The image of a horned being with pitch fork in hand is easily dismissed, but a community and a world that creates an environment where slanderous accusation is acceptable and rewarded is less easily dismissed as an amusing, but simplistic fossil of ancient religion. There have been many humorous versions of the devil.
Flip Wilson, a comic from the 1960s, popularized the expression, “The devil made me do it.”( Link to YouTube of Flip’s The Devil Made Me Do It) Flip tells a story about Geraldine and her conversation with her minister about why she bought a dress. The memorable and oft repeated punch line became a part of the culture of this period.
But this collect is a serious petition to God. Our prayer assumes that Jesus has already begun his work, not of destroying the devil, but of destroying the works of the devil the slanderous accusing of neighbors What is the difference and why is the collect so worded?
The devil is a word that defines, not a person, but a process that human beings follow to solve our problem of keeping the peace and unity of whatever social unit to which we belong. We do it believing that slanderous accusations hurled at others are absolutely true. It is Jesus’ work of destroying this works of the devil that reveals to us how wrong we are in falsely accusing others in the name of keeping the peace and unity of our group.
Have you ever falsely accused someone and then discovered you were dead wrong? How did you feel? Did you ask for the forgiveness of the person about whom you passed along slanderous accusations? Have you ever been the target of false accusation? Did it make you more or less able to participate in future false accusations being passed along about others?
When Jesus destroys the works of the devil, he does so without destroying those who have participated in those works.
The collect states what the outcome of Jesus work will be: “make us children of God and heirs of eternal life.” Jesus came to save us from the diabolical human system of scapegoating others to achieve a limited bit of warless time. But more than that, Jesus came to bring us back together without slanderous accusation as children of God whose future transcends the current age in which such accusations are seen as essential to our survival.
The age to come is not pie in the sky by and by stuff, but an age in which humanity is set free from the works of the devil. Our collect concludes by offering us hope. “Grant that, having this hope, we may purify ourselves as he is pure; that, when he comes again with power and great glory, we may be made like him.”
Hope is not based upon any visible evidence that things are changing.

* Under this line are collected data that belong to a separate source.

PR #4930, opened 2026-01-08
Added a first version of `UntypedExpressionMethods`

LucaCappelletti94:
This PR introduces the `UntypedExpressionMethods` trait, enabling the use of `is_null`, `is_not_null`, `asc`, and `desc` methods on expressions where the SQL type is `Untyped`.

Previously, these methods were provided solely by `ExpressionMethods`, which restricts usage to expressions where `SqlType` implements `SingleValue`. Since `Untyped` does not implement `SingleValue`, users could not use these helper methods on untyped expressions (e.g., in certain dynamic query scenarios common in [diesel_dynamic_schema](https://docs.rs/diesel-dynamic-schema/latest/diesel_dynamic_schema/)).

While it might be preferable to split the `ExpressionMethods` trait into two traits to reduce code redoundancy, it would change the APIs and is therefore undesirable not being nearing a major release.

## Changes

As we look around our world today, we can see more reasons to doubt God’s vision of a loving and inclusive future . Hope becomes the soap that helps us clean up our act individually and collectively so that we can be like Jesus in his refusal to cast out any of God’s children by playing the devil’s game of divide and conquer.
No, Jesus hangs onto us all and our purity is not about being better than others, but about seeing others as Jesus sees us all, God’s children. We have hope because we saw him chose to die and be the outcast in our place.
We have hope because with each passing day that we look to Jesus as our model, we find ourselves becoming more and more like him in the way we love others. We have hope because it is harder and harder for us to participate in the devil’s work of joining others in slanderous accusations against someone. We have hope because we are given the daily bread of God’s life and love and forgiveness to sustain us and because we share it with others freely, openly, and without reservation as a church.
Our collect takes away the excuses we might come up with for laying all of our problems on some hapless soul who for no good reason has become the solution to our problems and invites us to enter the purifying, cleansing water of our baptismal life in Christ where we will discover “his eternal and glorious kingdom; where he lives and reigns with you and the Holy Spirit, one God, for ever and ever. Amen.”
Monday, November 01, 2010
Almighty God, you have knit together your elect in one communion and fellowship in the mystical body of your Son Christ our Lord: Give us grace so to follow your blessed saints in all virtuous and godly living, that we may come to those ineffable joys that you have prepared for those who truly love you; through Jesus Christ our Lord, who with you and the Holy Spirit lives and reigns, one God, in glory everlasting. Amen.
My Mom was a knitter in her younger years. I used to love watching her as she knit. While she was learning, she would softly remind herself to do a knit stitch and then a purl stitch in some sort of fashion. I found this creating of a piece of clothing out of string (yarn) most fascinating and mysterious.
As she got more practiced, she no longer verbalized her actions, but those early days of hearing her almost prayerfully speaking what she was supposed to do remain a part of my best memories of her.
So, when I read and pray this collect (prayer) for All Saints Day, my mind and heart turn back to those early memories of my Mom learning to knit.
Wonder how God knits us all together? What is the prayerful process God uses? The word “Almighty” might also be translated “All Embracing” (in Greek “Pan= All and Krateo (grasping or embracing). We often think of God’s almightiness as acts of sheer power moving, shaking, directing, and overriding human will.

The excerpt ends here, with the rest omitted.